Chinese speech detection model

  • Overview

    The Chinese speech detection model is an end-to-end TDNN model provided by PAI. This model can detect whether the input audio or video contains Chinese speech. This model shares the same structure as the classification model for Chinese speakers based on speech attributes.

  • Input format
    The input data must be in the JSON format. It contains the url and play_duration fields. The value of the url field is the URL of the input audio or video. The value of the play_duration field is the first several microseconds of the input audio or video to be processed. If the play_duration field is not specified, the total length of the input audio or video is processed. The following code provides an example of the input data:
    {
      "input": {
        "url": "URL of the input audio or video",
        "play_duration": "Length of the input audio or video to be processed"
      }
    }
  • Output format
    The output data consists of key-value pairs in the JSON format. Each key indicates the start timestamp, in microseconds, of the input audio or video clip that is processed. Each value indicates a detection result. The predicted label in the detection result can be Yes or No. The value Yes indicates that the audio or video clip contains Chinese speech. The following code provides an example of the output data:
    {
      "0": "{\"class\":\"Predicted label\"}\n",
      "500000000": "{\"class\":\"Predicted label\"}\n",
      "1000000000": "{\"class\":\"Predicted label\"}\n",
    }
  • Example
    The following code provides an example of the input data of the model:
    {
      "input": {
        "url": "http://pai-vision-data-sh.oss-cn-shanghai-internal.aliyuncs.com/tmp/5000563****.mp4",
      }
    }
    PAI displays information similar to the following output:
    {
      "0": "{\"class\":\"u662f\"}\n", 
      "20031996": "{\"class\":\"u662f\"}\n", 
      "40063991": "{\"class\":\"\u5426\"}\n"
    }
    The predicted label in the detection result is displayed in the Unicode format. The output Unicode data can be decoded into Chinese characters in downstream applications.

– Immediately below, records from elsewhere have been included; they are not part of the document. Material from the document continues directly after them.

PR #791, opened 2021-07-02
Volume loader and demo

MathiasPaulin:
This PR adds a volume loaders, handling pvm volume format from The Volume Library (http://schorsch.efi.fh-nuernberg.de/data/volume/) and add a demo about volume rendering.


nmellado:
It seems that the volume files are not copied in the build directory, and so I cannot run the tests because the files are not found.

nmellado:
@MathiasPaulin FYI you have compiling errors on this PR,

nmellado:
Nice proposal. 
Would it make sense to have the VolumeDemo loading one of the volumetric file ? It would be more fancy.

nmellado (approved):
Ready to merge on my side.
@dlyr do you want to have a look ?

src/Core/Geometry/Volume.hpp
```diff
@@ -186,6 +186,10 @@ class RA_CORE_API VolumeGrid : public AbstractDiscreteVolume
 
     using Container = std::vector<ValueType>;
 
+    // For now, assume that AbstractDiscreteVolume::ValueType is Scalar
+    // vector4 : gradient and density
+    using Gradientcontainer = std::vector<Vector4>;
+
```
dlyr, line 192: Not sure to understand the comment (i.e. for now)
Should it state that ValueType is expected to be scalar, so the gradient is Ra::Vector<ValueType> or something like that ?

tests/ExampleApps/VolumeDemoApp/main.cpp
```diff
@@ -0,0 +1,173 @@
...
+
+#include <QTimer>
+
+int main( int argc, char* argv[] ) {
+    //! [Creating the application]
+    Ra::Gui::BaseApplication app( argc, argv );
+    app.initialize( Ra::Gui::SimpleWindowFactory {} );
+    //! [Creating the application]
+
+#ifndef DEMO_FILE
```
dlyr, line 19: Is this define planned to be kept as this ?

tests/ExampleApps/VolumeDemoApp/main.cpp
```diff
@@ -0,0 +1,173 @@
...
+        for ( int j = 0; j < sy; ++j ) {
+            for ( int k = 0; k < sz; ++k ) {
+                data[i + sx * ( j + sy * k )] = densityField( i, j, k, 50 );
+            }
+        }
+    }
+    auto volume    = new Ra::Core::Asset::VolumeData( "DemoVolume" );
+    volume->volume = density;
+
+    // from measured media at https://github.com/mmp/pbrt-v3/blob/master/src/core/medium.cpp
```
dlyr, line 49: Should be either removed or added as option (with keyboard key to switch material for instance)

src/Core/Geometry/Volume.hpp
MathiasPaulin: For  now (the current implementation), the gradient storing and computation is only compatible with ValueType=Scalar. This is similar to the general note about volume stating that (file Volume.hpp, line 21): 
```
\note Right now the encoded function \f$f\f$ is dimension 1, ie. \f$f:\Re^3->\Re\f$. If needed,
 *          the class can be templated so the built-in typedef #ValueType is replaced by a
 * parameter.
```
This comment is just here to recall that if we change `AbstractDiscreteVolume::ValueType`, then we need to integrate this change here. May be reworded into
```suggestion
    // Right now, assume that AbstractDiscreteVolume::ValueType is Scalar
    // In this implementation, the type Vector4 store the gradient (x, y, z) and density (w)
    using Gradientcontainer = std::vector<Vector4>;

```

tests/ExampleApps/VolumeDemoApp/main.cpp
MathiasPaulin: Yes. The symbol DEMO_FILE is defined in the CMakeLists.txt so that we are sure the path to the loaded file is correctly set. If this symbol is not define, the demo default to a simpler, synthetic scene.

tests/ExampleApps/VolumeDemoApp/main.cpp
MathiasPaulin: If the symbol DEMO_FILE is not defined, the synthetic spherical volume is used. So, there is an option at build time to choose between loading a volume file or building a synthetic volume.

MathiasPaulin: > (with keyboard key to switch material for instance)
You're welcome to commit and push any suggestion.

src/Core/Geometry/Volume.hpp
```diff
@@ -186,6 +186,10 @@ class RA_CORE_API VolumeGrid : public AbstractDiscreteVolume
 
     using Container = std::vector<ValueType>;
 
+    // For now, assume that AbstractDiscreteVolume::ValueType is Scalar
+    // vector4 : gradient and density
```
dlyr, line 190:
```suggestion
    // Since AbstractDiscreteVolume::ValueType is scalar (see class documentation),
    // hence gradient is a Vector3<ValueType>. 
    // GradientContainer also store density as forth component
```

src/Core/Geometry/Volume.hpp
```diff
@@ -186,6 +186,10 @@ class RA_CORE_API VolumeGrid : public AbstractDiscreteVolume
...
+    using Gradientcontainer = std::vector<Vector4>;
```
dlyr, line 191:
```suggestion
    using GradientContainer = std::vector<Eigen::Matrix<AbstractDiscreteVolume::ValueType, 4, 1>;>;
```

src/Core/Geometry/Volume.hpp
```diff
@@ -208,6 +212,17 @@ class RA_CORE_API VolumeGrid : public AbstractDiscreteVolume
...
     }
 
+    /// Test if gradients are defined
+    bool hasGradients() const { return m_data.size() == m_gradient.size(); }
+
+    /// Generate gradients from data
+    void computeGradients();
+
+    /// Direct access to the managed gradients
+    inline const Gradientcontainer& gradient() const { return m_gradient; }
```
dlyr, line 222:
```suggestion
    inline const GradientContainer& gradient() const { return m_gradient; }
```

src/Core/Geometry/Volume.hpp
```diff
@@ -208,6 +212,17 @@ class RA_CORE_API VolumeGrid : public AbstractDiscreteVolume
...
+    /// Direct access, with modification allowed to the managed gradients
+    inline Gradientcontainer& gradient() { return m_gradient; }
```
dlyr, line 224:
```suggestion
    inline GradientContainer& gradient() { return m_gradient; }
```

src/Core/Geometry/Volume.hpp
```diff
@@ -227,8 +242,12 @@ class RA_CORE_API VolumeGrid : public AbstractDiscreteVolume
     }
 
   private:
+    /// sample the volume at (i, j, k) with "clamp to border" behavior
+    ValueType sample( const IndexType& i );
+
     ValueType m_defaultValue;
     Container m_data;
+    Gradientcontainer m_gradient;
```
dlyr, line 250:
```suggestion
    GradientContainer m_gradient;
```

tests/ExampleApps/VolumeDemoApp/main.cpp
dlyr, line 19:
```suggestion
// set during configure time by cmake
#ifndef DEMO_FILE
```

tests/ExampleApps/VolumeDemoApp/main.cpp
dlyr, line 49:
```suggestion

```

tests/ExampleApps/VolumeDemoApp/main.cpp
```diff
@@ -0,0 +1,173 @@
...
+    volume->sigma_s = Ra::Core::Utils::Color{ 1.7982e-05_ra, 1.3758e-05_ra, 1.2023e-05_ra };
+    volume->sigma_a = Ra::Core::Utils::Color{ 0.010782_ra, 0.011855_ra, 0.023997_ra };
+    */
+    /*
+        // As the scene unit is meter, multiply by 1000
+        volume->sigma_s *= 1000;
+        volume->sigma_a *= 1000;
+    */
+
+    // keep default absorption/diffusion  coeffficients : default to Air
```
dlyr, line 77:
```suggestion
```

tests/ExampleApps/VolumeDemoApp/main.cpp
nmellado: This is here because I asked if we could have the demo loading a file instead of displaying a sphere, it is more fancy.
But on the other hand we do not have a proper resource management for demos, so here comes the hack.

dlyr:
I'm fine for accepting this PR, @MathiasPaulin if it's ok for you could you rebase and remove WIP tag ?
I could also do this, but I prefer to be sure there is no pending WIP before merge.

MathiasPaulin:
> I'm fine for accepting this PR, @MathiasPaulin if it's ok for you could you rebase and remove WIP tag ?
> I could also do this, but I prefer to be sure there is no pending WIP before merge.

Rebase done, WIP tag removed, this PR is ready for merge.

PR #794, opened 2021-07-10
Check compiler version in external/cmake

nmellado:
Bugfix (kind of)

It is currently possible to compile externals with an unsupported compiler.

Check compiler version in 'external/cmake'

Background music detection model

  • Overview

    The background music detection model is an end-to-end TDNN model provided by PAI. This model can detect whether the input audio or video contains background music. This model shares the same structure as the classification model for Chinese speakers based on speech attributes.

  • Input format
    The input data must be in the JSON format. It contains the url and play_duration fields. The value of the url field is the URL of the input audio or video. The value of the play_duration field is the first several microseconds of the input audio or video to be processed. If the play_duration field is not specified, the total length of the input audio or video is processed. The following code provides an example of the input data:
    {
      "input": {
        "url": "URL of the input audio or video",
        "play_duration": "Length of the input audio or video to be processed"
      }
    }
  • Output format
    The output data consists of key-value pairs in the JSON format. Each key indicates the start timestamp, in microseconds, of the input audio or video clip that is processed. Each value indicates a detection result. The predicted label in the detection result can be Yes or No. The value Yes indicates that the audio or video clip contains background music. The following code provides an example of the output data:
    {
      "0": "{\"class\":\"Predicted label\"}\n",
      "500000000": "{\"class\":\"Predicted label\"}\n",
      "1000000000": "{\"class\":\"Predicted label\"}\n",
    }
  • Example
    The following code provides an example of the input data of the model:
    {
      "input": {
        "url": "http://pai-vision-data-sh.oss-cn-shanghai-internal.aliyuncs.com/tmp/5000563****.mp4",
      }
    }
    PAI displays information similar to the following output:
    {
      "0": "{\"class\":\"u662f\"}\n", 
      "20031996": "{\"class\":\"u662f\"}\n", 
      "40063991": "{\"class\":\"\u662f\"}\n"
    }
    The predicted label in the detection result is displayed in the Unicode format. The output Unicode data can be decoded into Chinese characters in downstream applications.